As Lloyd’s List Containers went to press, the Rickmers executive board announced it had appointed Hamburg lawyer Christoph Morgen from insolvency specialist Brinkmann & Partner as chief insolvency officer. Jens-Sören Schröder of the law firm Johlke Niethammer & Partner had been appointed as a temporary trustee by the Hamburg District Court.
“The aim of the executive board is to work out a new restructuring solution together with the creditors and making use of the tools of insolvency law,” Rickmers said in a statement. “Banks, bondholders and the workforce will be represented on a temporary committee of creditors.”
It added that the insolvency application applied solely to the holding company Rickmers Holding and that operating subsidiaries — in particular Rickmers Shipmanagement Hamburg and Singapore — were not affected and were working normally.
“Business and shipping operations are continuing,” Rickmers said.
But few hold much hope that a new plan will meet with approval from creditors.

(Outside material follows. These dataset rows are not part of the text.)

PR #1941, opened 2026-07-07
fix(parser): safely handle non-string inputs in has_a2ui_parts

janandrzejnowakowski:
**Summary**
Guards has_a2ui_parts against non-string inputs so that inspecting arbitrary tool/function responses (e.g., integers, dicts, booleans, or None) does not raise a TypeError.

**Root Cause & Error**
When an agent or tool emits a FunctionResponse part whose result is a non-string data type (such as an integer return value like {"result": 6}), passing that value into has_a2ui_parts(content) raises:

Traceback (most recent call last):
  File ".../a2ui_agent/src/a2ui/adk/a2a/part_converter.py", line 120, in convert
    if has_a2ui_parts(result):
  File ".../a2ui_agent/src/a2ui/parser/parser.py", line 30, in has_a2ui_parts
    return A2UI_OPEN_TAG in content and A2UI_CLOSE_TAG in content
TypeError: argument of type 'int' is not iterable

**Fix**
Updated has_a2ui_parts(content: Any) -> bool to return False early if content is not a string (if not isinstance(content, str): return False).
Added unit test coverage for string, integer, dictionary, and None inputs in test_parser.py.

jnowakowski@noj:~/src/A2UI/scripts$ ./e2e_test.sh
...
01:42 +4: All tests passed!


polina-c:
Thank you for your contribution. I am sorry it took so long for our team to review your PR. Unfortunately the branch has conflicts with the main branch.  If you believe the issue is not resolved yet, can you, please, resolve the conflicts? We will review it again after you resolve conflicts.

janandrzejnowakowski:
Hi - the problem is still there, so I resolved the merge conflicts. However, I think it does not fix all the problems now that there are multiple separate parsers that all seem to have the same problem. I would need to test / investigate before I am sure though.

agent_sdks/python/a2ui_agent/tests/parser/test_parser.py
nan-yu, line 1: We have the tests in the conformance test spec: https://github.com/a2ui-project/a2ui/blob/main/conformance/agent/parser.yaml#L115-L131. Would you mind adding missing test case there? Thanks!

“It’s not a case of all the assets being sold off tomorrow,” said one Hamburg-based finance source. “There will be a process here. The main concern I would have is that this has happened quickly and unexpectedly.”
He likened the situation to the collapse of Hanjin Shipping last year.
“This is going to be the biggest scramble now to make sure they have enough liquidity to survive the payment terms they have. It’s always a problem if you don’t have time to prepare for these filings.”
Another UK-based financier said it was unlikely there would be any way out for the company.
“It’s going to be a very difficult untangling,” he said. “They’ve got over 100 ships and they’ve got a couple of thousand people employed; on land they have 500 people. It is going to be messy all round. Presumably the assets are covering only a small portion of their liabilities so everybody is going to end up a loser here.”